Yeah I know they don't eat flake but as I said, it would be great for him to just eat anything right now! I wouldn't feed him flake in the long-term either.

Can't get hold of live blackworm or bloodworms in any of my lfs's, although there are some sellers on eBay who do have them so think I'm gonna order some later, the axolotls will eat them if all else fails. I feed my axolotls earthworms so have tried those too but he seems scared of them?? When the worm gets near him he swims off round to the other side of the tank! I took them out eventually as I was thinking they would bury themselves in the sand and end up dying in there and rotting underneath - there are river rocks under there to hold everything up so Malc (the mudskipper!) wouldn't be able to get right down there to get them out...

Dropped the temp down to 26 but no change really. Did some water tests this morning and have done a partial water change as ammonia was up to 1.0 ppm :O I'm really reluctant to keep putting my hands in there fiddling about all the time in case I scare him too much! Anyway, gonna brave the rain and wind and go get some crickets...


----------



## girlybags (Aug 31, 2011)

Got the crickets and put 3 in there with Malc. He was interested more or less straight away and did a bit of mudskipper stalking, caught them in his mouth but spat them back out again  Hoping he'll have another try later but for now he's moved over to the other side of the tank and is sat on top of the filter


----------



## girlybags (Aug 31, 2011)

One of the crickets is 'missing' but I found one of its legs... Fingers crossed it was dinner but could just be hiding somewhere...


----------



## Homer (Sep 6, 2010)

i cant get mine to eat anything that isnt alive but i dont mind. i do mind him always watching me lol. ill be laying in bed and ill look over at the tank sometimes and he'll just be staring at me. i think i need to get some drift wood to give hime more room to explore


----------



## girlybags (Aug 31, 2011)

Homer said:


> i cant get mine to eat anything that isnt alive but i dont mind. i do mind him always watching me lol. ill be laying in bed and ill look over at the tank sometimes and he'll just be staring at me. i think i need to get some drift wood to give hime more room to explore


Mine does the same! Just stares out of the tank at me, think he's just keeping his eye on me in case I start messing with his tank again!

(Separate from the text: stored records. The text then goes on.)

PR #3260, opened 2026-07-31
test(engine): main is red — the census preconditions were MET, repoint two guards that expired on success

gsxdsm:
## main is red, and this is the second half of it

Running the full `engine-default` project on `origin/main` — 754 files, 10,538 tests — returns **3 files / 4 tests failing**. One is the parked-seam audit counter, fixed in #3258. The other three are here.

All three assert that lifecycle debt **still exists**. It does not:

| assertion | expected | actual |
| --- | --- | --- |
| `finds >10 literal move targets, so the census is not vacuous` | > 10 | **0** |
| `both recoveryRehome groups are non-empty` | > 0 each | **0 / 0** |
| `still says ROSE when guards genuinely grew` | exit 1 | **exit 0** (mutation was a no-op) |

Nothing regressed. The conversion program drove the engine's literal move-target population to zero and the census baseline to zero entries. **Each guard's premise was "the debt still exists", so each expired the moment the work succeeded — and expired by failing, which reads as a regression in the very thing it was guarding.**

The third is the sharpest: it manufactured a rise by finding a baseline entry with more than one guard and zeroing it. With `byFile` empty there was nothing to find, so it mutated nothing, the census correctly passed, and the test asserted exit 1 against a correct pass.

## Repointed, not deleted

A vacuity guard must not depend on real debt existing. Two halves:

- **Vacuity now runs against a synthetic fixture** — a small in-memory source with three `moveTask` literals (one with `recoveryRehome`, one targeting an undeclared column). The collector is exercised forever regardless of how much real debt remains. This is what keeps the rest honest: at a real population of 0 the zero-assertions are trivially true, and **only the fixture proves they would still fire**.
- **The real-tree assertions now assert zero**, so a reintroduced literal move target fails them. Same guarantee as before, pointed at the state the tree is actually in.

The ROSE case builds its own one-file tree through the `FUSION_CENSUS_FILE_ROOT`/`FILE_LIST` seam from #3230 rather than borrowing a baseline entry that no longer exists — a rise **constructed** instead of borrowed. It also now asserts the failure is *not* the reclassification wording, which is the distinction that file exists to protect.

## Verification

| --- | --- | --- |
| reintroduce a literal `moveTask(id, "in-review")` in the engine | fail | exit 1 ✅ |
| blind the collector to return `[]` | fail | exit 1 ✅ |
| remove the `ROSE` wording from the census script | fail | exit 1 ✅ |
| clean tree | pass | exit 0 ✅ |

60 tests green across the three census suites. All eight ratchets exit 0. Test-only; no changeset.

**One honest note on my own method.** My first `ROSE` mutation replaced 1 of the 2 occurrences in the script and the test stayed green — which looks exactly like a dead assertion. It was an ineffective mutation, not a dead test; the manual run still printed `ROSE` from the other occurrence. Re-run against both, it failed. A mutation that does not actually change behaviour proves nothing, and it is worth checking that the mutation landed before concluding the test is dead — the same trap as reading a report-only ratchet's exit 0 as a pass.

## Not in scope

`defaultColumnIds()` has a pre-existing type error (`Property 'columns' does not exist on WorkflowIrV1` — union narrowing). Untouched by this PR and the test executes fine; flagging rather than fixing, since it is unrelated to the red.

## Summary by CodeRabbit

* **Bug Fixes**
  * Improved census analysis reliability when evaluating guard-count increases and reclassification messages.
  * Improved detection and classification of literal move targets and declared columns.
  * Enhanced file path reporting for inputs outside the primary source directory.

* **Tests**
  * Added isolated test scenarios using temporary census data and fixtures.
  * Strengthened validation of recovery, plain, and declared-column classifications.

### DIFF
--- a/packages/engine/src/__tests__/census-reclassification-message.test.ts
+++ b/packages/engine/src/__tests__/census-reclassification-message.test.ts
@@ -38,7 +38,21 @@ afterEach(() => {
   scratch = undefined;
 });
 
-function runWithBaseline(mutate: (baseline: Record<string, unknown>) => void): { status: number; stderr: string } {
+/*
+FNXC:WorkflowLifecycleColumns 2026-07-31-23:35 (`extraEnv` — the real tree reached ZERO guards):
+The ROSE case used to manufacture a rise by finding a baseline entry with more than one guard and
+zeroing it. The conversion program drove `byFile` to zero entries, so there was nothing to find, the
+mutation became a no-op, the census correctly passed, and the case failed on main asserting exit 1.
+
+Nothing regressed — the fixture's premise (real debt exists to borrow) expired when the work
+succeeded. `extraEnv` lets a case supply the FUSION_CENSUS_FILE_ROOT/FILE_LIST pair from #3230 and
+build its OWN one-file tree, so a rise is constructed rather than borrowed from whatever debt happens
+to be left. The other cases keep using the real tree, which is what makes them a real integration.
+*/
+function runWithBaseline(
+  mutate: (baseline: Record<string, unknown>) => void,
+  extraEnv: Record<string, string> = {},
+): { status: number; stderr: string } {
   scratch = mkdtempSync(join(tmpdir(), "fusion-census-msg-"));
   const baselinePath = join(scratch, "baseline.json");
   const baseline = JSON.parse(readFileSync(REAL_BASELINE, "utf8")) as Record<string, unknown>;
@@ -47,7 +61,7 @@ function runWithBaseline(mutate: (baseline: Record<string, unknown>) => void): {
   try {
     execFileSync("node", [SCRIPT, "--strict"], {
       cwd: REPO_ROOT,
-      env: { ...process.env, FUSION_CENSUS_BASELINE_PATH: baselinePath },
+      env: { ...process.env, FUSION_CENSUS_BASELINE_PATH: baselinePath, ...extraEnv },
       encoding: "utf8",
       stdio: ["ignore", "pipe", "pipe"],
     });
@@ -89,15 +103,37 @@ describe("the ratchet distinguishes a reclassification from a regression", () =>
   });
 
   it("still says ROSE when guards genuinely grew", () => {
-    // The ratchet's real job must keep its real message — a friendlier failure is not the goal.
-    const { status, stderr } = runWithBaseline((baseline) => {
-      const byFile = baseline.byFile as Record<string, number>;
-      const key = Object.keys(byFile).find((k) => (byFile[k] ?? 0) > 1);
-      if (key) byFile[key] = 0;
-    });
+    /*
+    The ratchet's real job must keep its real message — a friendlier failure is not the goal.
 
-    expect(status).toBe(1);
-    expect(stderr).toContain("column-guard count ROSE");
+    Built on a synthetic one-file tree rather than borrowed from the real baseline: the real
+    `byFile` is now empty, so the old approach found no entry to zero, mutated nothing, and asserted
+    exit 1 against a correct pass. See `extraEnv` above.
+
+    The file carries a REAL unmarked guard, and the baseline records zero for it, so the census sees
+    a genuine rise — the same condition a regression produces, constructed instead of borrowed.
+    */
+    const treeRoot = mkdtempSync(join(tmpdir(), "fusion-census-tree-"));
+    try {
+      const rel = "guard.ts";
+      writeFileSync(
+        join(treeRoot, rel),
+        `export function isReview(task: { column: string }): boolean {\n  return task.column === "in-review";\n}\n`,
+      );
+
+      const { status, stderr } = runWithBaseline(
+        (baseline) => { baseline.byFile = {}; baseline.deliberateByFile = {}; },
+        { FUSION_CENSUS_FILE_ROOT: treeRoot, FUSION_CENSUS_FILE_LIST: rel },
+      );
+
+      expect(status).toBe(1);
+      expect(stderr).toContain("column-guard count ROSE");
+      /* ...and specifically NOT the reclassification wording, which is the distinction this whole
+         file exists to keep: a real rise must not be explained away as a marker move. */
+      expect(stderr).not.toContain("RECLASSIFIED");
+    } finally {
+      rmSync(treeRoot, { recursive: true, force: true });
+    }
   });
 
   it("passes against the unmodified baseline", () => {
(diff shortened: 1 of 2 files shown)


gsxdsm:
Reproduced both halves. **Red on main, green on the branch**, and the diagnosis is right.

| file | `origin/main` | this branch |
|---|---|---|
| `census-reclassification-message` | **1 failed / 2 passed** | 3 passed |
| `move-target-declared-census` | **2 failed / 1 passed** | 4 passed |

Assertions, verbatim: `expected 0 to be greater than 10`, `expected 0 to be greater than 0`, `expected +0 to be 1`.

## Two of these expired because of work I did

The move-target population went to 0 through #3150's verification and the #3246 ratchet, and the census baseline emptied as the backlog closed. So `finds >10 literal move targets, so the census is not vacuous` and `both recoveryRehome groups are non-empty` were guarding a debt that no longer exists — **each expired by failing, which reads as a regression in the very thing it guarded.** That framing is the useful part of this PR and it generalises past these three.

## The ROSE case is the third instance of one bug

Your description — *manufactured a rise by finding a baseline entry with more than one guard, found nothing, mutated nothing, and asserted exit 1 against a correct pass* — is the same rot I fixed in #3218, where `inflate`/`deflate` required a baseline entry with `count > 1` and silently produced `byFile[undefined] = NaN` once the tail was reclassified. Same premise ("real debt exists to borrow"), same expiry, same shape of failure message pointing at the CLI rather than the fixture.

Three instances now, in three different files, all from the same assumption: **a fixture that borrows a real defect dies when the defect is fixed.** Building the tree the case needs is the durable answer, which is what you have done.

## The seam is being used the way it was meant to

`extraEnv` supplying `FUSION_CENSUS_FILE_ROOT` / `FUSION_CENSUS_FILE_LIST` is exactly the intent of #3230 — I added that pair so a case could stop being a function of the real backlog, after the same class blocked #3228. Keeping the other cases on the real tree is the right split: one constructed rise for determinism, the rest as genuine integration.

No overlap with #3259 (mine, pending) — that adds discovery cases to `lifecycle-column-census.test.ts` using the same seam; different file, same pattern.

## What I did not verify

I ran the two files, not the full 754-file `engine-default` sweep behind your "3 files / 4 tests" figure, so I am confirming these two and the parked-seam file separately in #3258 — not the corpus-wide count.

gsxdsm:
**Verified against current main — `engine-default` is fully green with this PR applied.**

I claimed in the PR body that this plus #3258 would close the red. That was a prediction, so I measured it: cherry-picked this branch onto `origin/main` (with #3258 now merged) and ran the whole project.

```
Test Files  753 passed | 1 skipped (754)
     Tests  10524 passed | 14 skipped | 1 todo (10539)
  Duration  194.86s
```

Before: `3 failed | 750 passed`, `4 tests failed`. Now zero failures.

For completeness on how the two PRs split the four failures:

| failure | fixed by |
| --- | --- |
| `AUDIT — the call-site split ... is 2-of-6` | #3258 (merged) |
| `finds engine moveTask calls with literal targets` | this PR |
| `records which call sites depend on the recoveryRehome carve-out` | this PR |
| `still says ROSE when guards genuinely grew` | this PR |

Worth stating plainly for whoever reviews this: none of the four were regressions. All four were guards asserting that lifecycle debt still exists, and the conversion program removed the debt. That is a failure mode worth remembering — **a guard whose premise is "the work is not done yet" turns red on success, and it turns red pointing at the subsystem it was protecting**, which is the most misleading direction available. The repointed versions assert the finished state and prove themselves against synthetic fixtures, so they survive the next time a population reaches zero.

gsxdsm:
Both findings addressed.

## Path boundary — real, fixed

`file.startsWith(ENGINE_SRC)` also matches a **sibling** like `${ENGINE_SRC}-fixture.ts`, and `slice(ENGINE_SRC.length + 1)` would then cut mid-path and emit a mangled relative name. Replaced with a boundary-aware helper:

```ts
function relativeToEngineSrc(file: string): string {
  const rel = relative(ENGINE_SRC, file);
  return rel && !rel.startsWith("..") && !isAbsolute(rel) ? rel : file;
}
```

**On the requested fixture:** I did not add one, and the reason is worth stating rather than skipping. The only producer of these paths is `collectFiles(ENGINE_SRC, …)`, which walks *inside* that directory — so a sibling cannot reach line 123 through the real code path. A fixture would have to call the mapping directly, which tests the helper while proving nothing about the collector, or fake a walk that cannot occur. That is the shape this repo's own learnings call a test that passes without holding anything.

The fix is still right: the guard was wrong on its own terms, and `relative` is correct regardless of who calls it. Happy to add a direct helper test if you would rather have the coverage recorded than the caveat.

## FNXC stamp — added

The synthetic-tree rationale block now carries its prefix and timestamp.

**I left the block itself long, deliberately.** It records why the fixture is *constructed* rather than borrowed from the real baseline — the real `byFile` is now empty, so the borrowed approach found no entry to zero, mutated nothing, and asserted exit 1 against a correct pass. That is exactly the silent-no-op failure this file guards, and a future reader hitting an empty baseline needs the reasoning, not just the conclusion. Your call if you disagree; it is your file.

**Verification:** 7 tests pass across both files, `tsc --noEmit` 0 errors, `check-fnxc-future-dates` exit 0.

gsxdsm:
**Rebased onto current main (15 commits later) and re-verified. Still needed — not superseded.**

Main moved while this sat open, including `2ccd78abbc` ("main is red on the lifecycle ratchet — re-record the census baseline"), which touches the same census surface. So I checked whether that had already fixed this rather than assuming:

```
# current main, WITHOUT this PR
Test Files  2 failed (2)
     Tests  3 failed | 3 passed (6)
```

Still red. That commit re-recorded the baseline; it did not address the three assertions whose premise was "lifecycle debt still exists".

After rebase, on the new base:

```
Test Files  3 passed (3)
     Tests  64 passed (64)     # incl. lifecycle-column-census.test.ts
```

Ratchets green: `lifecycle-columns`, `move-target-literals`, `fnxc-future-dates`, `inert-sync-lanes`. Census on current main is `column: 0` with `deliberate` now 150 (was 148 — two new documented literals landed in those 15 commits, which is the intended path).

**A near-miss worth recording, since it is the failure mode this program keeps hitting.** My first rebase attempt exited 1 on `cannot rebase: You have unstaged changes` — six dashboard e2e screenshot PNGs my earlier suite run had regenerated. Because the rebase never started, the branch stayed on its old base, and `git diff origin/main` then listed 20+ files including other workers' commits. That reads exactly like this branch had reverted their work.

It had not — a stale base makes newer commits show up as differences, and I ran the tests in that state and got a green that meant nothing. `git merge-base --is-ancestor origin/main HEAD` is the check that distinguishes the two, and it said STALE while the tests said pass. Stashed the screenshots, rebased properly, confirmed `base: CURRENT` and a two-file diff, then re-ran. The screenshots are restored, untouched.

`mergeStateStatus` is BLOCKED pending review, not conflicts — `mergeable: MERGEABLE`.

Found a dead cricket in the water this morning which looked like it had been crushed so think Malc has had hold of it but not eaten it, it was still 'whole'! Anyway I've put a couple more in this morning and will see how they do. I don't mind if he only eats live things, as long as he eats something!!


----------



## Homer (Sep 6, 2010)

girlybags said:


> Mine does the same! Just stares out of the tank at me, think he's just keeping his eye on me in case I start messing with his tank again!
> 
> Found a dead cricket in the water this morning which looked like it had been crushed so think Malc has had hold of it but not eaten it, it was still 'whole'! Anyway I've put a couple more in this morning and will see how they do. I don't mind if he only eats live things, as long as he eats something!!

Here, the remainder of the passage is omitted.